Problem to solve >> The full listing below should be printed word for word.

= = =

PR #902, opened 2026-08-21
Reject invalid UTF-8 in Objective-C JSON decoding

DeeSee:
## Summary
- return a decoder error for invalid UTF-8 object keys and string values
- preserve partial objects without throwing Foundation exceptions or silently dropping values
- add regression coverage for dictionary keys, dictionary values, and array values

## Testing
- `swift test --filter KSJSONCodec_Tests` (137 tests)
- `swift test` (1,572 tests, 4 skipped)

### DIFF
--- a/Sources/KSCrashRecordingCore/KSJSONCodecObjC.m
+++ b/Sources/KSCrashRecordingCore/KSJSONCodecObjC.m
@@ -144,6 +144,13 @@ static inline NSString *_Nullable stringFromCString(const char *const string)
 
 static int onElement(KSJSONCodec *codec, NSString *name, id element)
 {
+    if (element == nil) {
+        codec.error = [KSNSErrorHelper errorWithDomain:@"KSJSONCodecObjC"
+                                                  code:0
+                                           description:@"JSON string contains invalid UTF-8"];
+        return KSJSON_ERROR_INVALID_CHARACTER;
+    }
+
     id currentContainer = codec.currentContainer;
     if (currentContainer == nil) {
         codec.error = [KSNSErrorHelper errorWithDomain:@"KSJSONCodecObjC"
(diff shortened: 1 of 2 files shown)


Sources/KSCrashRecordingCore/KSJSONCodecObjC.m
```diff
@@ -144,6 +144,13 @@ - (void)dealloc
 
 static int onElement(KSJSONCodec *codec, NSString *name, id element)
 {
+    if (element == nil) {
```
naftaly, line 155: If the decoder is set to ignore null, something like `{ "<some invalid utf-8>": null }` will be accepted as an empty object even if it should return an error. Just check the key first instead. A regression test for this case would be amazing as well.

Sources/KSCrashRecordingCore/KSJSONCodecObjC.m
```diff
@@ -144,6 +144,13 @@ - (void)dealloc
...
+        codec.error = [KSNSErrorHelper errorWithDomain:@"KSJSONCodecObjC"
+                                                  code:0
+                                           description:@"JSON string contains invalid UTF-8"];
```
naftaly:
```suggestion
                                           description:@"Invalid UTF-8 in JSON string"];
```

Sources/KSCrashRecordingCore/KSJSONCodecObjC.m
```diff
@@ -153,6 +160,12 @@ static int onElement(KSJSONCodec *codec, NSString *name, id element)
     }
 
     if ([currentContainer isKindOfClass:[NSMutableDictionary class]]) {
+        if (name == nil) {
+            codec.error = [KSNSErrorHelper errorWithDomain:@"KSJSONCodecObjC"
+                                                      code:0
+                                               description:@"JSON object key contains invalid UTF-8"];
```
naftaly:
```suggestion
                                               description:@"Invalid UTF-8 in JSON object key"];
```

naftaly (changes requested):
Thanks for this @DeeSee. Just a few very small things and we can land.

DeeSee:
Thank you for this blazing fast reaction! Will address your suggestions right away

naftaly (approved):
Amazing, thank you for the contribution!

= = =

Answer >>
PR #902, opened 2026-08-21
Reject invalid UTF-8 in Objective-C JSON decoding

DeeSee:
## Summary
- return a decoder error for invalid UTF-8 object keys and string values
- preserve partial objects without throwing Foundation exceptions or silently dropping values
- add regression coverage for dictionary keys, dictionary values, and array values

## Testing
- `swift test --filter KSJSONCodec_Tests` (137 tests)
- `swift test` (1,572 tests, 4 skipped)

### DIFF
--- a/Sources/KSCrashRecordingCore/KSJSONCodecObjC.m
+++ b/Sources/KSCrashRecordingCore/KSJSONCodecObjC.m
@@ -144,6 +144,13 @@ static inline NSString *_Nullable stringFromCString(const char *const string)
 
 static int onElement(KSJSONCodec *codec, NSString *name, id element)
 {
+    if (element == nil) {
+        codec.error = [KSNSErrorHelper errorWithDomain:@"KSJSONCodecObjC"
+                                                  code:0
+                                           description:@"JSON string contains invalid UTF-8"];
+        return KSJSON_ERROR_INVALID_CHARACTER;
+    }
+
     id currentContainer = codec.currentContainer;
     if (currentContainer == nil) {
         codec.error = [KSNSErrorHelper errorWithDomain:@"KSJSONCodecObjC"
(diff shortened: 1 of 2 files shown)


Sources/KSCrashRecordingCore/KSJSONCodecObjC.m
```diff
@@ -144,6 +144,13 @@ - (void)dealloc
 
 static int onElement(KSJSONCodec *codec, NSString *name, id element)
 {
+    if (element == nil) {
```
naftaly, line 155: If the decoder is set to ignore null, something like `{ "<some invalid utf-8>": null }` will be accepted as an empty object even if it should return an error. Just check the key first instead. A regression test for this case would be amazing as well.

Sources/KSCrashRecordingCore/KSJSONCodecObjC.m
```diff
@@ -144,6 +144,13 @@ - (void)dealloc
...
+        codec.error = [KSNSErrorHelper errorWithDomain:@"KSJSONCodecObjC"
+                                                  code:0
+                                           description:@"JSON string contains invalid UTF-8"];
```
naftaly:
```suggestion
                                           description:@"Invalid UTF-8 in JSON string"];
```

Sources/KSCrashRecordingCore/KSJSONCodecObjC.m
```diff
@@ -153,6 +160,12 @@ static int onElement(KSJSONCodec *codec, NSString *name, id element)
     }
 
     if ([currentContainer isKindOfClass:[NSMutableDictionary class]]) {
+        if (name == nil) {
+            codec.error = [KSNSErrorHelper errorWithDomain:@"KSJSONCodecObjC"
+                                                      code:0
+                                               description:@"JSON object key contains invalid UTF-8"];
```
naftaly:
```suggestion
                                               description:@"Invalid UTF-8 in JSON object key"];
```

naftaly (changes requested):
Thanks for this @DeeSee. Just a few very small things and we can land.

DeeSee:
Thank you for this blazing fast reaction! Will address your suggestions right away

naftaly (approved):
Amazing, thank you for the contribution!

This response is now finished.